I have this and LOVE it. Get some curly maple to test drive it, you will be amazed. I use this to flatten my endgrain cutting boards before I put them through my 20" spiral head Grizzly planner. I like your upgrades, only the best in your shop. Enjoy the awesome quality of this machine!


----------



## MoreWoodPlease (Sep 17, 2009)

Great review! Thanks! I wish I could afford one.


----------



## skeeter (Apr 2, 2009)

That is a sweet aircraft carrier. That thing is huge!


----------



## OutPutter (Jun 23, 2007)

Are you telling me that you can joint the end grain of a cutting board with this thing?
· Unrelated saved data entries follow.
Issue #70, opened 2019-11-09
Prevent swaps with same party


aspiers:
Currently you can select the same party for your preferred party *and* the one you're willing to vote for, both when logged in, and on the pre-login home screen.  We need some Javascript validation to prevent both, but also ideally some backend validation for the logged in case too.

In the logged in scenario, this is used as a "feature", as a way of allowing a user to indicate a desire to "deactivate" their account - explained in the FAQ at `/faq#deactivate`.  However we should replace that with a much better way of properly removing user accounts.

DouglasLutz:
I can work on this

aspiers:
Thanks Douglas, any help is hugely appreciated!  Although we do have
significantly more urgent issues on the project board right now if
you're not particularly attached to this one.

DouglasLutz:
Sure @aspiers, I will try to help with other ones too

aspiers:
I think this is much more urgent now there are only two constituencies.

aspiers:
I've filed #466 for the pausing feature, so that we can address the immediate usability issue for BE2021 and not get bogged down with the functionality regression.

PR #279, opened 2019-12-05
Swap prevention with same party

DouglasLutz:
# Solves #70 

## Description:
Added validation to user to check if it has selected the same preferred party and willing party.
The steps where:
* Create the user model validator `DistinctPartiesValidator`
* Add tests to the validation
* Add front-end validation in the home page when user is not signed in

## Notes: 
I did not add front-end validation when the user is signed in because it already shows the error message with `flash[:errors]`

## How it was tested?
Running rspec and rubocop

## Screenshots
Back-end validation
parties_validation

Front-end validation
js-validation

### DIFF
--- a/app/controllers/users_controller.rb
+++ b/app/controllers/users_controller.rb
@@ -23,6 +23,7 @@ class UsersController < ApplicationController
 
   def update
     @user.update(user_params) if params[:user]
+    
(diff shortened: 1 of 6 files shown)


aspiers:
@cla-bot check

aspiers:
Superseded by #455.

PR #165, opened 2020-11-05
add package.json exports

dai-shi:
I'm not super confident, but does this help importing `jotai/utils` in nodejs environment?


dai-shi:
@wilcoschoneveld 
Would you mind trying this?
My expectation is this allows `import { ... } from 'jotai/utils'` instead of `jotai/utils.cjs` in nodejs env.

dai-shi:
I tried this bundle with nextjs on codesandbox, and it didn't work. Feels like I should give this up for the time being.

dai-shi:
This doesn't help at all except for latest node, but my hope is TS eventually supports it.

dai-shi:
Probably, this doesn't do anything, but hope it won't hurt anyway. Let's merge this in and see how it goes.

PR #169, opened 2020-11-07
Add ReduxDevTools Integration to Jotai

c0d3t3k:
Enable [Redux Devtools](https://github.com/reduxjs/redux-devtools) browser extension integration for Jotai.


dai-shi (approved):
Should be good. Let's work on docs in a separate PR.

No, wait, you also said you can put an end grain board through the spiral head planer too? Un - B - Leve - Uh - Bull !!!!

I guess I'm going to have to hate both you guys. lol


----------



## Porosky (Mar 10, 2009)

Yes *Saftey tip* remember to round over the back edge to avoid end edge tearout. 
This is the best mid-range, upper end, wood shop equipment out there. Hands-down!
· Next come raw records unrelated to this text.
Issue #167, opened 2020-11-06
Discussion: atom values should be freezed/immutable


likern:
Based on discussion in https://github.com/pmndrs/jotai/issues/41

dai-shi:
oops.

dai-shi:
Do you agree the issue exists even with `React.useState`?

likern:
> Do you agree the issue exists even with `React.useState`?

I agree that if some object is shared between components, it's change changes all components. But because callbacks with updated value are used - UI is still valid.

Let's say I have that array of tags. If tag value is changed (isSelected = true) it doesn't cause a rerender.
But I get `onPress(tagId: string, isSelected: boolean)` callback fired. And it will rerender valid components.

likern:
If atom is changed inherently, there is no notification of that, we don't know that it's happened.

And if `useAtom(atom)` will be called in some other components we accidentally get wrong value. Without even knowing about it.

likern:
If I'm correct Recoil has immutable atom values.
https://github.com/facebookexperimental/Recoil/issues/112#issuecomment-631068581

dai-shi:
> But because callbacks with updated value are used - UI is still valid.

I'm not sure if I understand this.

> If atom is changed inherently, there is no notification of that, we don't know that it's happened.

> And if useAtom(atom) will be called in some other components we accidentally get wrong value. Without even knowing about it.

But, I get these two.

> If I'm correct Recoil has immutable atom values.

Hm, wonder if they deep freeze it.

dai-shi:
I would like to revisit this: https://github.com/pmndrs/jotai/issues/41#issuecomment-722705742

```js
const​ ​updatedTags​ ​=​ ​produce​(​Array​.​from​(​taskTags​)​,​ ​(​draft​)​ ​=>​ ​{​
  ​const​ ​tag​ ​=​ ​draft​.​find​(​(​it​)​ ​=>​ ​it​.​id​ ​===​ ​action​.​id​)​;​
  ​if​ ​(​tag​ !== ​undefined​)​ ​{​
    ​tag​.​isSelected​ ​=​ ​action​.​isSelected​;​
  ​}​
}​)​;​
​console​.​log​(​
  ​`taskTagsAtom: updatedTags are ​${​JSON​.​stringify​(​updatedTags​,​ ​null​,​ ​2​)​}​`​
​)​;​
```

Why on earth immer goes wrong?

likern:
[...]

PR #171, opened 2020-11-08
feat: freeze prop in Provider

dai-shi:
Implementation of this: https://github.com/pmndrs/jotai/issues/167#issuecomment-723515366

### DIFF
--- a/src/core/Provider.ts
+++ b/src/core/Provider.ts
@@ -697,7 +697,9 @@ export const Provider: React.FC<{
       // XXX this is not very efficient
       mKeys(state).forEach((a) => {
         const aState = mGet(state, a) as AtomState<unknown>
-        freeze(aState.value)
+        if (aState.value) {
+          freeze(aState.value)
+        }
       })
     }
   }
--- a/src/core/Provider.ts
+++ b/src/core/Provider.ts
@@ -552,7 +552,8 @@ const InnerProvider: React.FC<{
 
 export const Provider: React.FC<{
   initialValues?: Iterable<readonly [AnyAtom, unknown]>
-}> = ({ initialValues, children }) => {
+  freeze?: (obj: unknown) => void
+}> = ({ initialValues, freeze, children }) => {
   const contextUpdateRef = useRef<ContextUpdate>()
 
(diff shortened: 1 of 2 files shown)


src/core/Provider.ts
```diff
@@ -697,7 +697,9 @@ export const Provider: React.FC<{
       // XXX this is not very efficient
       mKeys(state).forEach((a) => {
         const aState = mGet(state, a) as AtomState<unknown>
-        freeze(aState.value)
```
likern: If CodeSandbox CI can be package for latest PR commit that would be awesome.

dai-shi: I think it did?

likern: Sorry, my mistake.  CodeSandbox edited original comment. Smarter than I fought.

likern:
I expected `freeze` will prevent my original bug saying I'm trying to modify freezed object.
```ts
const taskTags = get(taskTagsAtom);
const updatedTags = produce(Array.from(taskTags), (draft) => {
  const tagIndex = draft.findIndex((it) => it.id === action.id);
  if (tagIndex >= 0) {
    // Found tag with this id
    draft[tagIndex].isSelected = action.isSelected;
  }
});
```
But it doesn't. I don't see any errors. Still can silently update original `taskTags`

src/core/Provider.ts
dai-shi: You can also click the green ✔️ mark left to the commit.

dai-shi:
Hm, that was my expectation too. 🤔

likern:
@dai-shi I created a simple reproduction for React Native. Though I think it's not specific to it.

https://github.com/breeffy/jotai-react-native
https://expo.io/@malvikus/projects/jotai-react-native

It can be run locally using 
```bash
yarn start && yarn android
```
or 
```bash
yarn start && yarn ios
```

if `expo-cli` in installed https://docs.expo.io/.

dai-shi:
@likern Thanks for the repro.
I tried the same in codesandbox: https://codesandbox.io/s/react-forked-hk6ei
And it doesn't work as expected.

I noticed freezing in Provider is too late in certain scenarios (derived atoms).
Let's drop this idea.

*Question: * Where did you get that awesome HD roller base? Grizzly also?


----------



## skeeter (Apr 2, 2009)

i though he said he built it. Your shop is nice indeed!


----------



## Porosky (Mar 10, 2009)

Right, sorry missed it. I'll take one, sign me up!


----------



## AKWoody (Sep 28, 2009)

Sometimes I read the Grizzly catalog and drool a little on the page the has this piece of equipment on it…..


----------



## trevarthan (May 21, 2014)

I have the non spiral cutter head version of this jointer. In fact, I posted on another forum about getting it off the pallet using black iron pipe and levers (has pics of the harrowing process): http://www.woodworkingtalk.com/f15/how-move-1035-lb-jointer-off-pallet-yourself-without-crane-55911/

How do you like that mobile base? I considered making one of those mobile bases too since nobody else offers one.


----------



## pmelchman (Oct 7, 2009)

Great machine, I'm looking at purchasing the short bed60". Do you have any regret? Where did you get the moble base? I have not seen one like that.

Thank You


----------